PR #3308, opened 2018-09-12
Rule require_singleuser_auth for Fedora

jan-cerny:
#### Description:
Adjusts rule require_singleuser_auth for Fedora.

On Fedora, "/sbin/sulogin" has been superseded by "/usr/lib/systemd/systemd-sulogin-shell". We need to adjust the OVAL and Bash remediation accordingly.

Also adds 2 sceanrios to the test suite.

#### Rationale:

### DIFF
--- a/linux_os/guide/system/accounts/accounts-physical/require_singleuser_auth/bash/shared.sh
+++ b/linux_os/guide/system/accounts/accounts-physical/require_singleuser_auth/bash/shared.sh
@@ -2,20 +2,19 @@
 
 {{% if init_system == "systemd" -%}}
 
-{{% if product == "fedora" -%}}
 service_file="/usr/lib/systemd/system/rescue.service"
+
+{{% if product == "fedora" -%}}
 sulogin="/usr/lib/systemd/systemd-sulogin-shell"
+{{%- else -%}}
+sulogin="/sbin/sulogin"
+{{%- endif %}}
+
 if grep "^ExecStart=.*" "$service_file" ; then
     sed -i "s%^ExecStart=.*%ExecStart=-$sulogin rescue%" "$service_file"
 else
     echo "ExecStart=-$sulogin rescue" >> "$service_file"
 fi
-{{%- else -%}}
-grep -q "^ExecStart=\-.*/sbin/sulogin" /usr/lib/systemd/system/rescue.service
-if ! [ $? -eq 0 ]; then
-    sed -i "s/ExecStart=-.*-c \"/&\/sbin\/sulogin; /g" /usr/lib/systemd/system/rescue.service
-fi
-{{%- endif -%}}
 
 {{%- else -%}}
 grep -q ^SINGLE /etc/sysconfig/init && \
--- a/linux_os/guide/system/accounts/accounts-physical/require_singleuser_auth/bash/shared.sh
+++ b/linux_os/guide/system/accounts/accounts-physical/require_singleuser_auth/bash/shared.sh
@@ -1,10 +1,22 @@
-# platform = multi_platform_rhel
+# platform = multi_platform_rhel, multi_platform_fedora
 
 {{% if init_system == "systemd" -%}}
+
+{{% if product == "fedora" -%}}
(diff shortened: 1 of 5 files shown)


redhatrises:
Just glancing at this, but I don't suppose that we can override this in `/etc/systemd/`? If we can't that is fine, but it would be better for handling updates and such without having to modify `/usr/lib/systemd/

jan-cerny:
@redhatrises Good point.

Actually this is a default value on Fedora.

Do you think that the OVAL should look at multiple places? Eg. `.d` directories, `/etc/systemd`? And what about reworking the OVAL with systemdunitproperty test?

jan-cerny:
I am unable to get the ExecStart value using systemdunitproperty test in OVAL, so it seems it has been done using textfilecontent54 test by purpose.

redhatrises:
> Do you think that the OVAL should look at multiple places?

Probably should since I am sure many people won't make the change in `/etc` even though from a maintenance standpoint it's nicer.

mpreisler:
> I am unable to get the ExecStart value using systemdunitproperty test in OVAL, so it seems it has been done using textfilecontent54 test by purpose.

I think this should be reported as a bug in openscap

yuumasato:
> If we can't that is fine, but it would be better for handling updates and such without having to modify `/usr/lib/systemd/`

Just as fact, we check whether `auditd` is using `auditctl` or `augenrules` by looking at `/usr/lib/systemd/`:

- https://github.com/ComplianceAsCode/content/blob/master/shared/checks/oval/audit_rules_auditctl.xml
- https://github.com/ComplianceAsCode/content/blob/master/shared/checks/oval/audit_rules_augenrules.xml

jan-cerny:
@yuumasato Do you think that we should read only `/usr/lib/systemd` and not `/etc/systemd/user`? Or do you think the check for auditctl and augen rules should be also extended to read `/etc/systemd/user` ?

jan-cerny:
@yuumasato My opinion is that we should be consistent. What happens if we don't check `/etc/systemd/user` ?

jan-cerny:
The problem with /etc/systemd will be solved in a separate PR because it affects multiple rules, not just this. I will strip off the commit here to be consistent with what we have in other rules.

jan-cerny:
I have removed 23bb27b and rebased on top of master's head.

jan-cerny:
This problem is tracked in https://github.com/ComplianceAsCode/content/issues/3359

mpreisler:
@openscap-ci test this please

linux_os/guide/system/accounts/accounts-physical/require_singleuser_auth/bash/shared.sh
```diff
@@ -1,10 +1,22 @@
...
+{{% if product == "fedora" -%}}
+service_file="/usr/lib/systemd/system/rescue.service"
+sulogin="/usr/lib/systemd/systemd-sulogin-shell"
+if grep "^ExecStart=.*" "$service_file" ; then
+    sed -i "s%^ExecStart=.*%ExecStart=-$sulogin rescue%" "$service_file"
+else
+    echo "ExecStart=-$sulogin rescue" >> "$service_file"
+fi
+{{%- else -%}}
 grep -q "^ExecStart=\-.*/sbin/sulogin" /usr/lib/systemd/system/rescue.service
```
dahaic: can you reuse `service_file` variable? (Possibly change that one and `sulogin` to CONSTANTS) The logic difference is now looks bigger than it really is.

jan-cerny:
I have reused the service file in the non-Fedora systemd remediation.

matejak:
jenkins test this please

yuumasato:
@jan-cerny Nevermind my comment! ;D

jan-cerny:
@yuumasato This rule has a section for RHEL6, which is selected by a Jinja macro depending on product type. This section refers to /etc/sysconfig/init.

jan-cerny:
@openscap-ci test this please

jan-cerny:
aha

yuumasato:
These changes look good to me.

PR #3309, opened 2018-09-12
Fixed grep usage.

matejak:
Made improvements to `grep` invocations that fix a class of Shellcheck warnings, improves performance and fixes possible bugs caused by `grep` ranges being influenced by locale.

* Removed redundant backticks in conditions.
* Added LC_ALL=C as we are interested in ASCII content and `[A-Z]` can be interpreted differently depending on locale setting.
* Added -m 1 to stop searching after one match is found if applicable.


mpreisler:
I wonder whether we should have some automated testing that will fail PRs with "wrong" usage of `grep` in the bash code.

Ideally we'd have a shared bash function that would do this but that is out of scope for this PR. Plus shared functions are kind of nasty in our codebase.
* * * *
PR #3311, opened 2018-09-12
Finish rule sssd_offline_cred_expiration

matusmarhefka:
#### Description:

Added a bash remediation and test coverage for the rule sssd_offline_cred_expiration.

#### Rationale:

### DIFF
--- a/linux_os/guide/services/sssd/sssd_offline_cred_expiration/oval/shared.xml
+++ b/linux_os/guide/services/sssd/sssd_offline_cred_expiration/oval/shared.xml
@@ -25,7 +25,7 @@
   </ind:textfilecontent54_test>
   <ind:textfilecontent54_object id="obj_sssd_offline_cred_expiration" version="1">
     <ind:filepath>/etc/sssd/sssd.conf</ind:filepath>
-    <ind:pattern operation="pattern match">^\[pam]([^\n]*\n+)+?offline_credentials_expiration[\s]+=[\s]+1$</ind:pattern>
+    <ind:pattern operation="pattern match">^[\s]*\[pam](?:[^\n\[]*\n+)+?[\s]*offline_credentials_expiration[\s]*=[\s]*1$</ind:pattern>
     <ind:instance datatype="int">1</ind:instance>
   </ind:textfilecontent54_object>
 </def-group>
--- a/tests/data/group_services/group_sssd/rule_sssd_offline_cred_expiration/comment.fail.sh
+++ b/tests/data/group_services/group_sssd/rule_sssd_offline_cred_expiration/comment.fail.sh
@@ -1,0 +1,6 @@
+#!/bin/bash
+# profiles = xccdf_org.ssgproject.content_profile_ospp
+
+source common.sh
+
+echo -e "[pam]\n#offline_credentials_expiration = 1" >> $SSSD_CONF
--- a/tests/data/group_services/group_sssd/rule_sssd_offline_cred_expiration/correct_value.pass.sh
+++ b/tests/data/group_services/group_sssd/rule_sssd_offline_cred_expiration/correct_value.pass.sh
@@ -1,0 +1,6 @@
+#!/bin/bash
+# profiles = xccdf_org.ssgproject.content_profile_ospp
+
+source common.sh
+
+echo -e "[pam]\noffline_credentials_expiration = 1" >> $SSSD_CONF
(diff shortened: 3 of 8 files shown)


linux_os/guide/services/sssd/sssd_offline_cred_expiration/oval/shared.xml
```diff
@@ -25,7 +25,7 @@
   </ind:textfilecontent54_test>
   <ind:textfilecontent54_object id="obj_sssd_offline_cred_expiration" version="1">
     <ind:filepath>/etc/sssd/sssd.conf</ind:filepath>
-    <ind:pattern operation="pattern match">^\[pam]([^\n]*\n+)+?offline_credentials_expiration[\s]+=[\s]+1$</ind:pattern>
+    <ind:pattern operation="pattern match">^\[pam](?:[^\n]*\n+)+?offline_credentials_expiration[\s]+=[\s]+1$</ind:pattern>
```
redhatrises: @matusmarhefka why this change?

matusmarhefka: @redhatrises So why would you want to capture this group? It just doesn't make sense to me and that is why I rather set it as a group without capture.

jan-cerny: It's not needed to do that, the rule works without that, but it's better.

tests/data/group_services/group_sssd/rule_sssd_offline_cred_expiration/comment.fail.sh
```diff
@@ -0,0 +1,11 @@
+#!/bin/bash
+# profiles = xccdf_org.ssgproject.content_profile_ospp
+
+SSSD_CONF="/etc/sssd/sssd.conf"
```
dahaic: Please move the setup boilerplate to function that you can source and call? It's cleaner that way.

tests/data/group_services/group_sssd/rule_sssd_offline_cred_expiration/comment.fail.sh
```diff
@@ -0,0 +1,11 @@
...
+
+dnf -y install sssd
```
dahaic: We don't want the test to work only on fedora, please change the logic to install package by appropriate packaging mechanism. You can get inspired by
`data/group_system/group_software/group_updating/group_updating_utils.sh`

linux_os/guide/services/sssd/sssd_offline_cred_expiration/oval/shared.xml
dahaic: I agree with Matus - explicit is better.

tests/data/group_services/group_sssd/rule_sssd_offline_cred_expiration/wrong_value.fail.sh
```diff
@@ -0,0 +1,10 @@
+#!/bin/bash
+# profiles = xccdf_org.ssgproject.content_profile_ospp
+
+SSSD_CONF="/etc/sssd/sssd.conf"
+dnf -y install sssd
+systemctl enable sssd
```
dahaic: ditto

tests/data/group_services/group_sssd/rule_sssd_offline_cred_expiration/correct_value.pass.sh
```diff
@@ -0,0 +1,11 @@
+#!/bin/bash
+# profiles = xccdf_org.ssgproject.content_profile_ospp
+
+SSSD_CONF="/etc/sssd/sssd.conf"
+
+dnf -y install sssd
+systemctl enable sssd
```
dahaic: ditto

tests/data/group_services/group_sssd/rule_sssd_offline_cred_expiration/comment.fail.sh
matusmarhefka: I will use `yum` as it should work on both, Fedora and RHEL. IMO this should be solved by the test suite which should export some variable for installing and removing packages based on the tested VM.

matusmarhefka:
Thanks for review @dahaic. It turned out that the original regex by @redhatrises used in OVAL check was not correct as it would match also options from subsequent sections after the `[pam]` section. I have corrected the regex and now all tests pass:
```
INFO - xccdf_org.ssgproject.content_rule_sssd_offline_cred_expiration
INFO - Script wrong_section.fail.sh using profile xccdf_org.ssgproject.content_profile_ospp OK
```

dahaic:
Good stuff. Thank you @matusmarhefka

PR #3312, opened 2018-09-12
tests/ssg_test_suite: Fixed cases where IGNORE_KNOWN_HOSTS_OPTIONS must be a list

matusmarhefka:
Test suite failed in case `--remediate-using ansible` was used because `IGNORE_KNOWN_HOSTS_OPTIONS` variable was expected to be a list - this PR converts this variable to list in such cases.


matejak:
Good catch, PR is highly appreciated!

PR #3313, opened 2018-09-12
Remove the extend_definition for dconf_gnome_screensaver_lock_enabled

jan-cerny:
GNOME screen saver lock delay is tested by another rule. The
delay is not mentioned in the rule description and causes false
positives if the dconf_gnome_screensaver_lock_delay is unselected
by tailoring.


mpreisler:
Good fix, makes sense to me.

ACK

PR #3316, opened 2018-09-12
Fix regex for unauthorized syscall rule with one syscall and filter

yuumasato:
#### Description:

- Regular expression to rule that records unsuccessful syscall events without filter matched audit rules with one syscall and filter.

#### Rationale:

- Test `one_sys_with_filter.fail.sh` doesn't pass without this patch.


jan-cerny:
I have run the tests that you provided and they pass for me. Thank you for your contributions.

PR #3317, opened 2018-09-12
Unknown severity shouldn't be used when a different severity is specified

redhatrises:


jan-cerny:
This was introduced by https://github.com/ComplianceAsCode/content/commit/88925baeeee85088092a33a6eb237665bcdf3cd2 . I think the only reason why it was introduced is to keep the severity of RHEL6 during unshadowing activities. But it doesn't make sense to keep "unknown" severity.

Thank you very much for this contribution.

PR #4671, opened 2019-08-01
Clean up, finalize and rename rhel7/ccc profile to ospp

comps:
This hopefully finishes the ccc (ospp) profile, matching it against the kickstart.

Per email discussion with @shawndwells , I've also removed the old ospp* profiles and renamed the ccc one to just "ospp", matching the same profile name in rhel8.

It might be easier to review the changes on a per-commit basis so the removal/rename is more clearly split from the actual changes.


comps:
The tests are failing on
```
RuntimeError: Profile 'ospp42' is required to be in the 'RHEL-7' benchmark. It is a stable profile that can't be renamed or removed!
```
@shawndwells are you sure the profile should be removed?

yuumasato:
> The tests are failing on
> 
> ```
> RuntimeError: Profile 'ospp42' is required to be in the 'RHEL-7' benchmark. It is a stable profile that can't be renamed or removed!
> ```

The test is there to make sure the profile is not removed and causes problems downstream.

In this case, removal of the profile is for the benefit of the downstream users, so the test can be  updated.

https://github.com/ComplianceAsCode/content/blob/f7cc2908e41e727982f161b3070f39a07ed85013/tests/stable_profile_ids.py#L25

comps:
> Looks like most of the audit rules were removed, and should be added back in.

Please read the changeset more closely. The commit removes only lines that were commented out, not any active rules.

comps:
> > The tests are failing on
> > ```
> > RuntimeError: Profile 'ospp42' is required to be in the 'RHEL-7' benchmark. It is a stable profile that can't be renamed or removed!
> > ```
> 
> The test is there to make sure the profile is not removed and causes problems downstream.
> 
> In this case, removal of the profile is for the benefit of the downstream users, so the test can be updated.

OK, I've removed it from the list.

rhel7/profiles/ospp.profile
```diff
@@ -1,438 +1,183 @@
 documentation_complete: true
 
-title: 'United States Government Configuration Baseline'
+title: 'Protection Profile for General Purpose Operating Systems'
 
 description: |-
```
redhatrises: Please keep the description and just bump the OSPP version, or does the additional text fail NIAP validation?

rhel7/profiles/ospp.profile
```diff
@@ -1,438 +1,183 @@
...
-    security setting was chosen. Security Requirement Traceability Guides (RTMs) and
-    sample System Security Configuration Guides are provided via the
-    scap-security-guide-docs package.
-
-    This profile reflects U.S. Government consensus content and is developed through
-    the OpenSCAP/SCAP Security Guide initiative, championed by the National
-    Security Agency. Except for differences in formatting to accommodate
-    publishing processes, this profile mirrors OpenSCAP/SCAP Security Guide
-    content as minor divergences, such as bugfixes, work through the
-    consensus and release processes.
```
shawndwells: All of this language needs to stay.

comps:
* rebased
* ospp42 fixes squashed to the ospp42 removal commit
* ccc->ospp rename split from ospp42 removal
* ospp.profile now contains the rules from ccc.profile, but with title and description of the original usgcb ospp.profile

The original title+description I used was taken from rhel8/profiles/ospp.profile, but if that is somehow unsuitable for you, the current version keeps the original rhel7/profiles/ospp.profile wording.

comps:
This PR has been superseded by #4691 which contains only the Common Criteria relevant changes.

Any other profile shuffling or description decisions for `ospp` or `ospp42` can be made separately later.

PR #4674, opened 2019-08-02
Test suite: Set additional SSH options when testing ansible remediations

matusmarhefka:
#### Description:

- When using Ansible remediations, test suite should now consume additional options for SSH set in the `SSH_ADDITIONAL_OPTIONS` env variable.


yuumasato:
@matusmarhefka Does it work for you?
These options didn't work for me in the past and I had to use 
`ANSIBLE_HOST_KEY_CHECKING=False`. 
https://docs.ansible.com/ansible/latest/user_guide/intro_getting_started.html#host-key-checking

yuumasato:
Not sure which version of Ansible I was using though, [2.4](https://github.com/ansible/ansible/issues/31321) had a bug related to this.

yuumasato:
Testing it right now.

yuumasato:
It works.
* * * *
▸ **INSTRUCTIONS FOR THE TASK**:
Check each line of the listing above. Copy it if it holds the string "whether".

▸ **ANSWER BOX**:
Just as fact, we check whether `auditd` is using `auditctl` or `augenrules` by looking at `/usr/lib/systemd/`:
I wonder whether we should have some automated testing that will fail PRs with "wrong" usage of `grep` in the bash code.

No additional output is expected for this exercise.